Unsaturated polyester resin or thiol olefin resin can be used . In addition, as the transfer master 6
In addition to the one in which the concave portion 7 is formed,
Things can be used as well, drawn directly on this surface
Is transferred to the surface of a can or a pot that cannot be drawn directly.
It is also effective.

[Brief description of drawings]

FIG. 1 is a sectional view sequentially showing a manufacturing process of a dome-shaped mesh outer blade.

FIG. 2 is a cross-sectional view of a general dome-shaped mesh outer blade in an electric shaver.

FIG. 3 is a cross-sectional view of a transfer original version.

[4] The divorced pad is a cross-sectional view of a state pressed against the UV-curable resin.

5 is a cross-sectional view of a state where an ultraviolet curable resin was picked up divorced pad.

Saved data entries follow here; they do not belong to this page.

PR #66, opened 2021-12-14
Jobboard Main Page Display

eldaraharonson:
1. Changed base.html main column to be full size.
2. Added job rendering in jobboard page with respect to the following:
-    If the logged in user is a student then display jobs that correspond to
      the student's major.

image

-    If the logged in user is not a student then display jobs created in the last 6
     months.

image

image

Note that these jobs will be automatically displayed when the user
first logs in. We will later add a search feature to allow for more
thorough job searching.

### DIFF
--- a/jobboard/tests.py
+++ b/jobboard/tests.py
@@ -1,10 +1,32 @@
 import pytest
+from pytest_django.asserts import assertTemplateUsed
 from jobboard.models import Job
 from student.models import Major
-import datetime
+from datetime import date, timedelta
+from django.contrib.auth.models import User
+from student.models import Student, EducationalInstitution
+from recruiter.models import Recruiter
 
 
 # The tests use the data that is already in the db from the migration files
+
+@pytest.fixture
+def example_institution_a():
+    institution = EducationalInstitution(name="A")
+    institution.save()
+    return institution
+
+
+@pytest.fixture
+def example_student_a(example_institution_a):
+    example_user = User.objects.create_user("test", "testpassword")
+    example_user.save()
+    student = Student(user=example_user, full_name="test user", email="test@test.com", date_of_birth=date(2020, 7, 13),
+                      phone_number="0000000000", educational_institution=example_institution_a,
+                      major=Major.COMPUTER_SCIENCE, about="testing", graduation_date=date(2020, 7, 13))
+    student.save()
+    return student
+
 
 @pytest.mark.django_db
 def test_get_jobs_by_company_name():
@@ -83,7 +105,7 @@ def test_get_jobs_posted_on_or_after_specific_date():
     job_d = Job.objects.get(title="job_d")
     jobs_created_from_specific_date_added_manually = {job_b, job_c, job_d}
     jobs_created_from_specific_date_from_function = \
-        Job.get_jobs_posted_on_or_after_specific_date(datetime.date(2021, 7, 15))
+        Job.get_jobs_posted_on_or_after_specific_date(date(2021, 7, 15))
     assert jobs_created_from_specific_date_added_manually == jobs_created_from_specific_date_from_function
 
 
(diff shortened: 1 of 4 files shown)


benmenachem (approved):
Looks great Eldar!

YarinBou (approved):

jobboard/views.py
```diff
@@ -1,5 +1,76 @@
...
+    jobs_by_student_major = Job.get_jobs_by_major(user_as_student.major)
+    content = {'jobs_to_display': jobs_by_student_major,
+               'user': request.user,
+               'user_is_student': True,
+               'user_is_recruiter': False,
+               'user_as_student': user_as_student}
+    return content
+
+
+def get_content_if_user_is_recruiter(request):
```
guyy13: I made a "My Jobs" page for recruiters that displays all the jobs that the logged in recruiter has posted, as well as applicants for each job. As I recall this is what we agreed on in our last meeting.
I think it's better to redirect a recruiter to the "My Jobs" page when they log in instead of the view you created here.

guyy13 (changes requested):

jobboard/views.py
guyy13: And I think we should still allow a recruiter to browse the jobs on the website, so when a recruiter goes to the main page they can be treated as if they're not logged in and see all the jobs from the past 6 months.

jobboard/views.py
```diff
@@ -1,5 +1,76 @@
...
+    jobs_created_by_recruiter = Job.get_jobs_by_recruiter_id(user_as_recruiter)
+    content = {'jobs_to_display': jobs_created_by_recruiter,
+               'user': request.user,
+               'user_is_student': False,
+               'user_is_recruiter': True,
+               'user_as_recruiter': user_as_recruiter}
+    return content
+
+
+def get_date_six_months_ago():
```
guy9050: 1. why do you need this function?
2. I think that your function won't work for some special end cases, i.e for months with 31 days that 6 months earlier don't have 31 days
3. look up `datetime` - it'll be easier to do that with it

guyy13:
One more thing, we wanted each job to link to a different page where you can view the entire job details, and then also have an "Apply" button, are you planning to push that in a different PR or are we skipping it for now?

jobboard/views.py
eldaraharonson: > I made a "My Jobs" page for recruiters that displays all the jobs that the logged in recruiter has posted, as well as applicants for each job. As I recall this is what we agreed on in our last meeting. I think it's better to redirect a recruiter to the "My Jobs" page when they log in instead of the view you created here.

I don't remember that but you're right, I will redirect a recruiter to that page.

eldaraharonson: > And I think we should still allow a recruiter to browse the jobs on the website, so when a recruiter goes to the main page they can be treated as if they're not logged in and see all the jobs from the past 6 months.

And yes that's a good idea. I will make these changes

eldaraharonson:
> One more thing, we wanted each job to link to a different page where you can view the entire job details, and then also have an "Apply" button, are you planning to push that in a different PR or are we skipping it for now?

Yes this will be a different PR. @yaelerdr is doing that one.

jobboard/views.py
eldaraharonson: Yes I see now that some edge cases won't work, I will find a solution.

guyy13 (approved):

guyy13 (changes requested):
Eldar I think you misunderstood me again, there's no need for a "My Jobs" button as it will be linked on the nav bar.
If a recruiter goes to the jobboard page, they should see the latest jobs, just like a user who is not logged in sees them, that's it, nothing else is needed to be done.

yaelerdr (approved):

guy9050:
what about testing it?

eldaraharonson:
> what about testing it?

Added tests now

jobboard/tests.py
```diff
@@ -112,3 +133,48 @@ def test_get_jobs_by_major():
...
+    client.force_login(example_user)
+    response = client.get("/")
+    assert response.status_code == 200
+    assert response.context['user'] == example_user
+    assert response.context['user_is_student'] is False
+    assert response.context['user_is_recruiter'] is False
+    date_six_months_ago = date.today() - timedelta(days=180)
+    jobs_to_display = Job.get_jobs_posted_on_or_after_specific_date(date_six_months_ago)
+    # test that jobs displayed are only jobs created 6 months ago
+    assert response.context['jobs_to_display'] == jobs_to_display
```
ifireball, line 152: Missing assertion that the right template is used, same for the other tests below.

ifireball (approved):
There is missing coverage in the tests, please either fix or open an issue, and then I'll merge this.

jobboard/tests.py
eldaraharonson: I just added the relevant assertions.

jobboard/tests.py
```diff
@@ -112,3 +134,51 @@ def test_get_jobs_by_major():
...
+
+
+@pytest.mark.django_db
+def test_page_display_to_user_that_is_student(client, example_student_a):
+    client.force_login(example_student_a.user)
+    response = client.get("/")
+    assert response.status_code == 200
+    assertTemplateUsed(response, 'jobboard/board.html')
```
ifireball, line 160: This is not the pytest-style of doing this, you could just assert on `response.template_name` instead.

ifireball (approved):
Merging for now, even though some unitest-style assertions were written instead of pytest ones. Please fix this later.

[EXPLANATION OF SYMBOLS] 2 electroforming mother die (transfer member) 5 divorced pad 6 transfer precursor 8 ultraviolet ray hardening resin

[Procedure Amendment 2]

[Document name to be corrected] Drawing

[Name of item to be corrected] Figure 6

[Correction method] Delete

Claims (1)

[Claims] 1. An ultraviolet ray or an electron beam curable resin 8 in an uncured state is brought into contact with the pad surface of the transfer printing silicon pad 5, and the curable resin 8 is irradiated from the contact surface side of the silicon pad 5 with ultraviolet rays. Alternatively, a step of irradiating with an electron beam to semi-cure, a step of transferring the curable resin 8 to the surface of the transfer target with the silicon pad 5, and a step of irradiating ultraviolet rays or an electron beam after the transfer to completely cure the curable resin 8 A method for forming a resin coating film, which comprises a step of curing.